The reform implemented by the former minister Soria (With society to Panama), put some standard conditions to reward all the plants that entered within the specific regime. Unfortunately, many engineers point out that these conditions do not occur in most plants, so the assumed 'reasonable profitability'does not reach the promised 7,38% figure.

“If they cut their pay even more, there will be plants that they won't be able to move on and their business plans will blow up ”, say several experts with knowledge of the photovoltaic business in Spain. 'The problem could extend beyond banks, because after all these years banks that accumulate problem assets of this type may have started to take them off their balance sheet », to reduce the capital requirements demanded by these types of loans.

This new profitability cut to renewables would add fuel to the various trials that are underway. Do not forget that recently the CIADI condemned Spain before the claim of an international investor, for the successive and repeated cuts in pay at its plants.

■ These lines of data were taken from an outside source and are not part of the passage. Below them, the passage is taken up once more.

PR #159, opened 2018-11-17
Allow custom .vitrc location with VITRC env var.

tarruda:


scottkosty:
Makes sense, and is consistent with other programs (e.g., `TASKRC` environment variable for Taskwarrior). I also like the change from `~` to using the `HOME` environment variable.

I plan to merge this sometime after releasing 1.3. Thanks!

thehunmonkgroup:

If profitability is revised downwards in 2020, investors would have one more reason to report their situation to justice. To try to avoid more problems, there are even state attorneys who would be recommending that profitability be maintained at the current level, something that today does not pass through Minister Nadal's plans. Other sources assure that if the profitability is lowered from the current 7,38%, demands will rain again against the government of Mariano Rajoy.


Leave a Comment

Your email address will not be published. Required fields are marked with *

*

*

  1. Responsible for the data: Miguel Ángel Gatón
  2. Purpose of the data: Control SPAM, comment management.
  3. Legitimation: Your consent
  4. Communication of the data: The data will not be communicated to third parties except by legal obligation.
  5. Data storage: Database hosted by Occentus Networks (EU)
  6. Rights: At any time you can limit, recover and delete your information.